Wahlschlappe fordert Opfer

RÜCKTRITT Der Fraktionschef der Grünen im Berliner Landesparlament, Volker Ratzmann, gibt entnervt auf. Die Parteilinke sah sich von ihm nicht vertreten und hatte mit eigenen Initiativen im Parlament gedroht

BERLIN taz | Der nach der Landtagswahl wieder entflammte Flügelstreit bei den Berliner Grünen hat ein prominentes Opfer gefunden. Der seit 2003 amtierende Fraktionschef Volker Ratzmann (51) trat am Dienstag zurück. Ratzmann war zwar wie seine Kovorsitzende Ramona Pop vor drei Wochen wiedergewählt worden. Die Parteilinke in der Fraktion aber akzeptierte dieses Ergebnis nicht, sah sich von beiden nicht vertreten und forderte einen Platz in der Doppelspitze. Andernfalls hatte sie mit eigenen Initiativen im Parlament, unabhängig von der Fraktionsspitze, gedroht. Vor einer Woche erst hatte die Fraktion zwei Schlichter benannt, die bis Monatsende vermitteln sollten.

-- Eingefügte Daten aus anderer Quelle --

PR #188, opened 2020-11-29
HTML&CSS Popup task

kt-std:
### HTML & CSS Popup

[Demo](https://kt-std.github.io/html-css-popup/) |
[Code base](https://github.com/kt-std/html-css-popup)

Please, review.

### DIFF
--- a/submissions/kt-std/html-css-popup/css/style.css
+++ b/submissions/kt-std/html-css-popup/css/style.css
@@ -1,0 +1,370 @@
+*{
+	margin: 0;
+	padding: 0;
+	list-style: none;
+	text-decoration: none;
+	outline: none;
+	font-size: 16px;
+	line-height: 1.2;
+}
+
+body,
+.nav__list,
+.popup__item,
+.checkbox__input:checked ~ .popup,
+.checkbox__input:checked ~ .popup__more{
+	display: flex;
+}
+
+.flex-center{
+	display: flex;
+	justify-content: center;
+	align-items: center;
+}
+
+.full{
+	width: 100%;
+}
+
+.column{
+	flex-direction: column;
+}
+ 
+.box{
+	box-sizing: border-box;
+}
+
+body{
+	font-family: Lato, sans-serif;
+	color: #303030;
+	overflow: hidden;
+	width: 100vw;
+	height: 100vh;
+}
+
+.nav {
+	float: right;
+}
+
+.nav__list,
+.checkbox__image:hover{	
+	padding: 10px;
+}
+
+.nav__item {	
+	min-width: 80px;
+	height: 60px;
+	margin-right: 10px;	
+}
+
+a:visited,
+a,
+a:active{
+	color: #303030;
+}
+
+a:hover{
+	color: rgba(77, 182, 172, 1);
+}
+
+a:hover,
+.more:hover,
+.bell:hover, 
+.search-field__input:hover,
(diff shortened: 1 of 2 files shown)


submissions/kt-std/html-css-popup/index.html
```diff
@@ -0,0 +1,135 @@
...
+			<ul class="nav__list">
+				<li class="nav__item box flex-center"><a href="#mail" class="item__link flex-center column box">Mail</a></li>
+				<li class="nav__item box flex-center"><a href="#pictures" class="item__link flex-center column box">Pictures</a></li>
+				<li class="nav__item box flex-center popup-btn">
+					<input type="checkbox" class="checkbox__input" id="check">
+					<label class="checkbox flex-center full" for="check">
+						<img src="assets/list.svg" alt="List of other applications" class="checkbox__image">
+					</label>					
+					<ul class="popup">
+						<li class="popup__item item">
```
miroslav-kolomiets, line 23: You have unused class `item` here.

miroslav-kolomiets (changes requested):
Looks nice! But something can be improved.
Use formatter with your css code.
Items in menu have different hover styles.
Снимок экрана 2020-11-29 в 10 15 20 AM

submissions/kt-std/html-css-popup/css/style.css
```diff
@@ -0,0 +1,370 @@
...
+}
+
+.button{
+	position: absolute;
+	width: 60px;
+	z-index: 1;
+	right: 0;
+}
+
+button::-moz-focus-inner {
```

Die Parteilinke hält Ratzmann und Pop unter anderem zu große Nähe zur CDU vor, die für ihn auch ein möglicher Koalitionspartner gewesen wäre. Zwist gab es auch bei der Integrationspolitik und in der Frage, wie mit Zwangsräumungen von besetzten Häusern umzugehen ist.

Ratzmann erklärt am Dienstag, er bedaure keine Minute seiner achtjährigen Amtszeit. Er rechnete sich an, dass seine Partei in dieser Zeit von 9 auf jetzt über 17 Prozent der Wählerstimmen gewachsen sei. Er habe dazu beigetragen, dass die Grünen sich aus der Umklammerung der SPD gelöst hätten und nun eine eigenständige Partei seien. Wer Ratzmann folgen soll, blieb bis Redaktionsschluss offen.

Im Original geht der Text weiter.